Not only can this data not be pruned. But they also increase the requirements for random access memory (RAM). The nodes keep all the utxos there to quickly verify transactions.

The operating principle of the Stamps protocol is to encode the jpegs in a Base 64 string. The latter is placed after the “stamp” suffix inside the transaction, posing as “bare multisig” keys.

This stamp can be decoded into an image and uploaded to stampchain.io for users to view.

We recently passed the 150,000 stamp mark, half of which were registered in the last few weeks.

While waiting for the debate to be fruitful as to what should be done, the Ocean pool is offering miners the opportunity to filter all of this.

Ocean gives power back to the miners

The debate over registrations gained momentum when the Samourai wallet team realized that the pool ocean was filtering its coinjoin transactions. Much ado about little, because that really wasn’t Luke Dash Jr.’s intention.
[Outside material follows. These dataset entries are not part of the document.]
PR #204, opened 2024-05-15
SOF-1928 Replaced planned Pieces disappear

LindvedKrvang:
Replaced planned Pieces are kept and being reinserted into the Part on reset

### DIFF
--- a/src/app/core/models/part.ts
+++ b/src/app/core/models/part.ts
@@ -16,4 +16,5 @@ export interface Part {
   readonly isPlanned: boolean
   readonly isUntimed: boolean
   readonly metadata?: unknown
+  readonly replacedPieces: Piece[]
 }
--- a/src/app/core/models/part.ts
+++ b/src/app/core/models/part.ts
@@ -16,5 +16,5 @@ export interface Part {
   readonly isPlanned: boolean
   readonly isUntimed: boolean
   readonly metadata?: unknown
-  readonly replacedPieces: Piece[]
+  readonly replacedPieces: readonly Piece[]
 }
--- a/src/app/core/services/models/part-entity.service.ts
+++ b/src/app/core/services/models/part-entity.service.ts
@@ -41,11 +41,13 @@ export class PartEntityService {
   }
 
   public reset(part: Part): Part {
+    const pieces: Piece[] = [...part.pieces.filter(piece => piece.isPlanned), ...(part.replacedPieces ?? [])]
+    part.replacedPieces.splice(0, part.replacedPieces.length)
     return {
       ...part,
       playedDuration: 0,
       executedAt: 0,
-      pieces: part.pieces.filter(piece => piece.isPlanned),
+      pieces,
     }
   }
 
@@ -104,6 +106,10 @@ export class PartEntityService {
   }
 
   public replacePiece(part: Part, replacedPieceId: string, newPiece: Piece): Part {
+    const pieceToBeReplaced: Piece | undefined = part.pieces.find(piece => piece.id === replacedPieceId)
+    if (pieceToBeReplaced && pieceToBeReplaced.isPlanned) {
+      part.replacedPieces.push(pieceToBeReplaced)
+    }
     return {
       ...part,
       pieces: [...part.pieces.filter(piece => piece.id !== replacedPieceId), newPiece],
--- a/src/app/core/services/models/part-entity.service.ts
+++ b/src/app/core/services/models/part-entity.service.ts
@@ -41,13 +41,13 @@ export class PartEntityService {
   }
 
   public reset(part: Part): Part {
-    const pieces: Piece[] = [...part.pieces.filter(piece => piece.isPlanned), ...(part.replacedPieces ?? [])]
-    part.replacedPieces.splice(0, part.replacedPieces.length)
+    const pieces: Piece[] = [...part.pieces, ...part.replacedPieces].filter(piece => piece.isPlanned)
     return {
       ...part,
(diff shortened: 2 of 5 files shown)


RasmusAlbrektsen (approved):

src/app/core/models/part.ts
```diff
@@ -16,4 +16,5 @@ export interface Part {
   readonly isPlanned: boolean
   readonly isUntimed: boolean
   readonly metadata?: unknown
+  readonly replacedPieces: Piece[]
```
KvelaGorrrrnio: Since this should only hold planned pieces, it would make sense that is called `replacedPlannedPieces`.
It removes the uncertainty of what it holds.

KvelaGorrrrnio: To disallow referential updates of immutable state, I suggest that the Array type is made readonly as well, so either `Readonly<Piece[]> or `ReadonlyArray<Piece>`.

src/app/core/services/models/part-entity.service.ts
```diff
@@ -41,11 +41,13 @@ export class PartEntityService {
   }
 
   public reset(part: Part): Part {
+    const pieces: Piece[] = [...part.pieces.filter(piece => piece.isPlanned), ...(part.replacedPieces ?? [])]
```
KvelaGorrrrnio: `Part.replacedPieces` is not optional, so the nullish coalescing should be removed.
The number of replaced pieces should not be tremendous, so one could improve the readability by moving the filter out of the array instantiation, e.g.:
```typescript
 [...part.pieces, ...part.replacedPieces].filter(piece => piece.isPlanned)
```

src/app/core/services/models/part-entity.service.ts
```diff
@@ -41,11 +41,13 @@ export class PartEntityService {
...
+    part.replacedPieces.splice(0, part.replacedPieces.length)
     return {
       ...part,
       playedDuration: 0,
       executedAt: 0,
-      pieces: part.pieces.filter(piece => piece.isPlanned),
+      pieces,
     }
```
KvelaGorrrrnio: We should not impose side-effects on input parameters. Instead, an empty array can be instantiated on the new part instance like so:
```typescript
return {
  ...part,
  playedDuration: 0,
  executedAt: 0,
  pieces,
  replacedPieces: [],
}
```

src/app/core/services/models/part-entity.service.ts
```diff
@@ -104,6 +106,10 @@ export class PartEntityService {
   }
 
   public replacePiece(part: Part, replacedPieceId: string, newPiece: Piece): Part {
+    const pieceToBeReplaced: Piece | undefined = part.pieces.find(piece => piece.id === replacedPieceId)
+    if (pieceToBeReplaced && pieceToBeReplaced.isPlanned) {
+      part.replacedPieces.push(pieceToBeReplaced)
+    }
     return {
       ...part,
       pieces: [...part.pieces.filter(piece => piece.id !== replacedPieceId), newPiece],
```
KvelaGorrrrnio: We should not mutate input parameters. Instead, a new replaced pieces array should be created on the new part object.
```typescript
    return {
      ...part,
      pieces: [...part.pieces.filter(piece => piece.id !== replacedPieceId), newPiece],
      replacedPieces: pieceToReplace?.isPlanned ? [...part.replacedPieces, pieceToReplace] : part.replacedPieces,
    }
```

src/app/core/models/part.ts
LindvedKrvang: I'm hesitant to call it `replacedPlannedPieces`. Mainly because right now it is `part-entity.service` that only puts Planned Pieces in it. But `part-entity.service` is a different file. So if we call the attribute `replacedPlannedPieces` then we are naming an attribute in one file after how _another file_ uses it. 

There is nothing in this interface that can force it to be planned Pieces, so it's entirely possible (and legal) for some other file to put an unplanned Piece in this array.

Now, if this was a class that had full control of what goes into the array then I would be all for it to call it `replacedPlannedPieces`, but since we have taken the functional approach here we don't have that same guarentee.

LindvedKrvang: Update to `readonly Piece[]` since `ReadonlyArray<T>` is not allowed by our linting rules
image

src/app/core/services/models/part-entity.service.ts
LindvedKrvang: Updated.

Sidenote: I must admit, the more I work with functional programming, the less fan I am becoming of it. All the filtering and reinstantiation is a lot more cumbersome to work with than need be.

src/app/core/services/models/part-entity.service.ts
LindvedKrvang: Updated

src/app/core/services/models/part-entity.service.ts
LindvedKrvang: Updated

src/app/core/models/part.ts
KvelaGorrrrnio: Changing the type for this to only contain planned pieces is simple (either by extension or type intersection), in which case it is guaranteed. If it is allowed to put an unplanned piece in this, then the code prior to [this change](https://github.com/tv2/ng-sofie/pull/204#discussion_r1604424074) would have had a hidden dependency.

I am fine with keeping it as is.

KvelaGorrrrnio (approved):

KvelaGorrrrnio (approved):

Ocean simply uses the Knots client rather than Bitcoin Core. With Knot, the Op-Return free space is lower, which poses a problem for Samourai who strangely uses this space for his coinjoin transactions.

Here is a balanced explanation for Anglophiles:

One thing led to another and the debate refocused on the registrations. Some believe that moving shitcoin on-chain is a DoS attack. The unfortunate consequence being that transaction fees could remain high until the bull run ends.

An attack which is moreover free since financed by the hundreds of thousands of naive people manipulated via the same social engineering techniques used to sell NFTs and shitcoins.

A solution came from Pool Ocean, which proposed filtering registrations, which sparked accusations of censorship.

The pools can be accused of censorship since the hashrate does not belong to them. But can a minor really be accused of censorship? “Proof-of-work is essentially one-CPU-one-vote,” says the white paper…

By adopting Stratum V2, pool ocean offers miners the ability to choose transactions themselves, whether they include registrations or not. Each minor will be free to filter registrations, or not.

Finally, note that the Ocean pool has the good taste of being No KYC and of remitting transaction fees directly via coinbase.

We can bet that the Ocean pool will become more successful when OFAC comes knocking on the doors of its competitors. This would be real censorship, not sincere efforts to contain yet another unforeseen vulnerability.